Reputation: 2592
I am having a GWT app, I would like to add ID to each element automaticlly if it's impossible, what would be the fastest way to do it manually?
Upvotes: 2
Views: 2174
Reputation: 121998
Yes its Possible :
First way:
Button b = new Button();
DOM.setElementAttribute(b.getElement(), "id", "my-button-id")
Second way :
FlowPanel panel = new FlowPanel();
panel.getElement().setId("my-flowpanel-id");
If you want to do assign all the id's attached to DOM you can do
Iterator<Widget> iterator = RootPanel.get().iterator();
while(iterator.hasNext()) {
Widget w = iterator.next();
w.getElement().setId("id");
}
Upvotes: 1
Reputation: 9537
I am not so sure about performance issues. How would adding a dew ids in a form of 10-20 widgets cause performance loss?
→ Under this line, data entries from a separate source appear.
PR #269, opened 2021-12-03
COR-369 additional documentation + minor refactor/renaming + fix go tests

ludydoo:
- Added more documentation for API types
- Renamed `Oauth2Client` to `OAuth2Client`
- Renamed `OAuth2Client.ClientName` to `OAuth2Client.Name`
- Renamed `OAuth2Client.ClientSecret` to `OAuth2Client.Secret`
- Moved the `type formIntf struct{} and type FormInterface interface{}` to a separate file `formintf.go`
- Removed a few unused methods / types
- Fixed the failing backend tests
- Added pipeline to run the go tests automatically


pkg/api/types/formintf.go
```diff
@@ -0,0 +1,56 @@
+package types
```
neb42, line 1: I think it'd be clearer to name this file `forminterface.go` or `form_interface.go`. It's easier to know what it contains rather than having to work out what `intf` refers to.

pkg/api/types/field.go
```diff
@@ -9,26 +9,26 @@ import (
 // A FieldDefinition defines the name, description, boundaries of data collection.
 type FieldDefinition struct {
 	// ID is the ID of the FieldDefinition
-	ID string `json:"id"`
+	ID string `json:"id,omitempty" yaml:"id,omitempty"`
```
neb42, line 12: I don't think we should be setting `omitempty` on all of these fields. Most of them seem to be required fields and should error during read/writes validation. By adding `omitempty` it indicates that a missing value is an expected state and not an error.

pkg/api/types/field_type.go
```diff
@@ -5,21 +5,21 @@ package types
 // cannot have both FieldType.Text and FieldType.Reference defined. Only one is allowed.
 type FieldType struct {
 	// Text represents the configuration for a text field
-	Text *FieldTypeText `json:"text,omitempty"`
+	Text *FieldTypeText `json:"text,omitempty" yaml:"text,omitempty"`
```
neb42, line 8: Same point about `omitempty` in this file

pkg/api/types/field.go
ludydoo: When a user submits a `FormDefinition` with `FieldDefinitions`, in this case the `id` is supposed to be empty, since this generated (server side uuids)...

pkg/api/types/field_type.go
ludydoo: This is the same scenario where only 1 of the fields must be non-nil, all the others must be nil... If we remove `omitempty` the api payload will be like
```
fieldType:
  text: {}
  multilineText: null
  date: null
  ...: null
```
I think we prefer
```
fieldType:
  text: {}
```

pkg/api/types/formintf.go
ludydoo: sounds good

pkg/api/types/field.go
neb42: Ah yes, so in that case I don't think a `FieldDefinition` should have and `ID`. There should be a different struct for when we read from the database.

But I think my point stands for the other fields.

pkg/api/types/field_type.go
neb42: Ah ok. In that case yes it makes sense to omit empty, but I would have structured it slightly differently. Unsure how this would look in go, but in typescript:
```
type FieldType = FieldTypeText | FieldTypeReference | FieldTypeSubForm | FieldTypeMultilineText ....
```
I'm not sure what implications this would have though and isn't a change I'd suggest for this pr.

ludydoo: It's what I usually see on Go for implementing polymorphism, otherwise we would need a discriminator like you suggest, and then we would need custom `MarshalJSON` and `UnmarshalJSON` methods on the `FieldType`. imho this is very standard from working with Kubernetes api a lot, where you get things like
```
- name: my-env-var
  value: VALUE
- name: my-config-var
  valueFrom:
    configMapRef: 
      name: my-config-map
      key: config-key
- name: my-config-var
  valueFrom:
    secretKeyRef: 
      name: my-secret
      key: secret-key
- name: my-field-path-var
  valueFrom:
    fieldRef:
      fieldPath: metadata.namespace
    
```

ludydoo: For now it's a bit weird because we have a lot of empty objects that don't have any config
```
- fieldType:
    text: {}
- fieldType
    multilineText: {}
```
 but we can imagine (in the future)
```
- fieldType:
    text:
      minLength: 10
      maxLength: 20
- fieldType
    multilineText:
      columns: 5
      maxLength: 3000
```

ludydoo: I reviewed the omitempties, removed it for mandatory fields

pkg/api/types/field.go
ludydoo: Just modified for the "required" fields to not have `omitempty`
I think if we have different structs for read & write, this would be another PR entirely, and would be quite big

pkg/api/types/field_type.go
neb42: My issue with this type of polymorphism is that this is valid:
```
- fieldType:
    text:
      minLength: 10
      maxLength: 20
    multilineText:
      columns: 5
      maxLength: 3000
```
And also determining the field type on the client side is more difficult than just doing `fieldType.type`.

ludydoo: look at https://github.com/nrc-no/core/pull/259/files#diff-4788377ddf8ac7c4bd0ae52920cd70b077b6802c71471d4466b670848ac1b900

ludydoo: and https://github.com/nrc-no/core/blob/main/web/app/client/src/lib/utils/getFieldKind.ts

ludydoo: > My issue with this type of polymorphism is that this is valid:

It is valid _json_, but its not a valid `FormDefinition`

neb42: So yeah you can raise errors in the validation, but I prefer having it in the type checking as it's less error prone. But maybe this a better to talk about outside of the pr at some point.

pkg/api/types/field.go
neb42: Yeah, not a suggestion for this pr but I think it's a better pattern generally.

neb42:
lgtm, but I wouldn't mind a second set of eyes particularly around the sql files as I'm not familiar with the codebase yet.

pkg/api/types/oauth2_client.go
```diff
@@ -1,18 +1,36 @@
...
+	// see https://www.oauth.com/oauth2-servers/redirect-uris/
+	RedirectURIs []string `json:"redirectUris"`
+	// AllowedCorsOrigins for this OAuth2Client
+	AllowedCorsOrigins []string `json:"allowedCorsOrigins"`
+	// TokenEndpointAuthMethod fot this OAuth2Client
+	TokenEndpointAuthMethod string `json:"tokenEndpointAuthMethod"`
 }
 
+// Oauth2ClientList represents a list of OAuth2Client
 type Oauth2ClientList struct {
```
nilueps, line 34:
```suggestion
type OAuth2ClientList struct {
```

pkg/sql/convert/convert.go
```diff
@@ -201,11 +174,9 @@ func convertFieldToSqlField(formDef *types.FormDefinition, field *types.FieldDef
 		}
 	} else if field.FieldType.Reference != nil {
 		result.Constraints = append(result.Constraints, sqlschema2.SQLColumnConstraint{
-			Name: fmt.Sprintf("fk__%s_%s_%s__%s_%s_id",
-				formDef.DatabaseID,
+			Name: fmt.Sprintf("fkref__%s_%s__%s_id",
```
nilueps, line 177: is the double "_" intentional?

nilueps (commented):
just the typo, otherwise /lgtm

pkg/sql/convert/convert.go
ludydoo: yes :)

pkg/api/types/oauth2_client.go
ludydoo: done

To automagically set debug ids on widgets you need to include following in your module.gwt.xml file.
<!-- Enable debug ID. -->
<inherits name="com.google.gwt.user.Debug"/>
<set-property name="gwt.enableDebugId" value="true"/>
Upvotes: 3
Reputation: 3380
If you want to have an element to have an Id always, you can go with ensureDebugId of UI Object class. It make sure that, your element have an Id set before attaching it to the dom.
Upvotes: 1
Reputation: 41089
You can create your own Widget class that extends GWT Widget and sets an id to each one:
public class myWidget extends Widget {
public myWidget(String id) {
super();
getElement().setId("id");
}
public void setId(String id) {
// Use this method if you use Ui:Binder
getElement().setId("id");
}
}
You can, obviously, extend other classes instead of Widget if you don't need id on all widgets, like FlowPanel, Button, etc.